La vérification biométrique face aux préoccupations éthiques et à l'expansion mondiale.
En plus de diriger l'une des entreprises d'intelligence artificielle les plus influentes au monde, le milliardaire de la tech Sam Altman mène de nombreux projets annexes. L’un des plus intrigants est sans doute Worldcoin, un concept futuriste visant à scanner les yeux de la population mondiale grâce à la technologie des cryptomonnaies. Mais pourquoi une telle initiative est-elle nécessaire ? Worldcoin envisage la création d’un nouveau système économique planétaire où les individus utiliseraient des identités numériques uniques, obtenues à partir de scans de leur iris, pour effectuer des paiements en ligne et vérifier leur identité. Dans un monde où les bots et les contenus générés par l’intelligence artificielle prolifèrent, ses défenseurs affirment que ces identités numériques permettront de distinguer les humains des machines. Si cette idée semble intéressante, elle paraît aussi légèrement ironique. Après tout, la société d’Altman, OpenAI, contribue elle-même à l’essor de ce type de contenus, c’est-à-dire à la création du problème que Worldcoin prétend résoudre.
Une nouvelle étape
La semaine dernière, Worldcoin a annoncé une refonte de son modèle d’affaires. L’entreprise a non seulement changé de nom pour devenir simplement "World", comme l’indique son site internet, mais elle a également dévoilé une nouvelle version de son dispositif phare, l'Orb. Cet appareil est désormais plus petit, moins encombrant, et il serait également plus rapide et plus performant. “L'Orb est un dispositif inclusif, sécurisé et anonyme qui permet aux détenteurs d’une World ID de vérifier leur humanité et leur unicité”, peut-on lire dans un billet de blog de l’entreprise. Dans sa dernière version, il est équipé du module NVIDIA Jetson le plus avancé, offrant une performance d'IA près de cinq fois supérieure à la version précédente, ce qui permet des vérifications encore plus rapides et fluides. En d'autres termes, elle est plus efficace et plus rapide. Cela ne résout pas cependant le principal problème de la société, la réticence des individus à céder leurs données biométriques, même temporairement, à une entreprise qui peut donner l'impression d’être issue de l’univers dystopique de la série Westworld.

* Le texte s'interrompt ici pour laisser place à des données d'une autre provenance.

PR #152, opened 2019-03-01
EZP-30195: As a developer I would like content tree to use config from the backend

tischsoic:
JIRA: https://jira.ez.no/browse/EZP-30195

## Screenshot
maicft8t2l


tischsoic:
I opted for not hiding "toggle arrow" and "Show more" and I show notification when used after limit was reached. I thought that it will be less confusing for user, but maybe we should hide these UI elements and show notification just after parent was expanded in tree? ping @SylvainGuittard

Resources/translations/content_tree.en.xliff
```diff
@@ -16,6 +21,11 @@
         <target state="new">Show more</target>
         <note>key: show_more</note>
       </trans-unit>
+      <trans-unit id="3806cf634c9d1ce315ca6d9e46619b58f848ee15" resname="show_more.limit.message">
+        <source>Cannot show more. You reached the limit of loaded subitems.</source>
+        <target state="new">Cannot show more. You reached the limit of loaded subitems.</target>
```
tischsoic: Do we want to change these messages? ping @SylvainGuittard @DominikaK

webhdx:
For me it's more confusing atm :D I'd say it's better to show notification once i.e. after expanding parent and loading more items that another consecutive operation is not possible.

tischsoic:
I was thinking about it. @webhdx is right that currently it is confusing, but I believe that hiding arrow and "Show more" would be even more confusing, because both arrow and button signal to the user that there is something more beneath and in my opinion this signal should stay. 
Moreover, let's say
1) you loaded max number of subitems for location A, you get notification, OK, 
2) then you loaded max number of subitems for location B, you get notification, OK,
3) but then you refreshed page -> this results in restoring previous subtree. After this, should user get 2 notifications for A & B, or 1 for both?

But maybe I'm thinking about too extreme cases. 🤔 

Personally I would go with different design for arrow/"Show more" when limits are reached.

lserwatka:
> Personally I would go with different design for arrow/"Show more" when limits are reached.

Actually I agree with this.

inakijv:
Hi @tischsoic, 
Regarding notifications, we agree on providing feedback to the user is key here and we'd like suggest the following options according to configuration defined:

[1] `ezsettings.default.content_tree_module.load_more_limit`
Default number of items loaded every time. No need of a message.

[2] `ezsettings.default.content_tree_module.children_load_max_limit`
User will see a message displayed instead of load more button (see wireframe below with _loading limit reached_ message displayed).

15_content_tree


[3] `ezsettings.default.content_tree_module.tree_max_depth`
User will see a notification bar message when content tree has reached its total loading capacity just right after clicking on elements that trigger actions that would go over content tree defined configuration (see wireframe below with Notification bar message displayed right after user clicked on).

16_content_tree


[4] `ezsettings.default.content_tree_module.allowed_content_types`
& `ezsettings.default.content_tree_module.ignored_content_types`
No need of a design/notification because items will or will not be displayed.

DominikaK:
Not sure about the `Loading limit reached` message, it sounds like a limit for the whole tree, not just a specific parent. Maybe something like `Limit for this parent reached`?

DominikaK (approved):
+1 for strings

Resources/translations/content_tree.en.xliff
```diff
@@ -11,6 +11,11 @@
         <target state="new">Collapse all</target>
         <note>key: collapse_all</note>
       </trans-unit>
+      <trans-unit id="0cba8ae8f7a758a11886b6be4e7ce7e570063f8f" resname="expand_item.limit.message">
+        <source>Cannot load subitems for given location due to performance limits. You reached max tree depth.</source>
```
tischsoic, line 15: We changed this message with @DominikaK so that it is more precise. Thank you Dominika for helping me. :) 
ping @inakijv @SylvainGuittard

tischsoic:
Behaviour changed according to: https://github.com/ezsystems/ezplatform-admin-ui-modules/pull/152#issuecomment-469088321
Ready for review - ping @dew326

Resources/public/scss/modules/content-tree/_list.item.scss
```diff
@@ -91,6 +90,23 @@ $list-item-height: calculateRem(20px);
         .ez-icon {
             fill: $ez-color-base-dark;
         }
+
+        &--loading-limit-reached {
+            color: $ez-secondary-ground;
+            font-style: italic;
+
+            &.btn[disabled] {
+                opacity: 1;
```
dew326: Why we want the disabled button to have full opacity? The lower opacity was added to show that you cannot click on button.

Resources/public/scss/modules/content-tree/_list.item.scss
```diff
@@ -77,7 +77,6 @@ $list-item-height: calculateRem(20px);
         border-radius: calculateRem(4px);
         margin-left: calculateRem(26px);
         transition: background 0.3s $ez-admin-transition, color 0.3s $ez-admin-transition;
-        cursor: pointer;
```
dew326, line 80: Why not pointer anymore?

tischsoic: I realised that, it is added by default to buttons and we do not need this to have this style.

Resources/public/scss/modules/content-tree/_list.item.scss
tischsoic: Because in wireframes we have specific color and with opacity 0.3 color is different.

On the second thought, maybe better approach would be to show "Load limit reached" information as separate div, not "Show more" button. We would avoid this weird styling + the logic in `renderLoadMoreBtn` would be simpler. What do you think?

dew326: Seems like a good idea.

tischsoic:
Fixed according to Code Review - ping @dew326

dew326 (approved):

Resources/translations/content_tree.en.xliff
SylvainGuittard: Yesterday, I suggested to Iñaki:
`For performance reasons, the navigation using content tree is limited. Please use the sub-items section to continue navigation`
What do you think?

Un besoin d'expansion massif
Ces mises à jour ont été annoncées lors d'un événement à San Francisco, où Rich Heley, un cadre lié au projet, a déclaré:
“Pour offrir un accès à chaque humain, nous avons besoin de plus d'Orbs. Beaucoup plus d'Orbs. Probablement mille fois plus d'Orbs que nous en avons aujourd'hui. Non seulement plus d'Orbs, mais aussi plus d'Orbs dans plus d'endroits.”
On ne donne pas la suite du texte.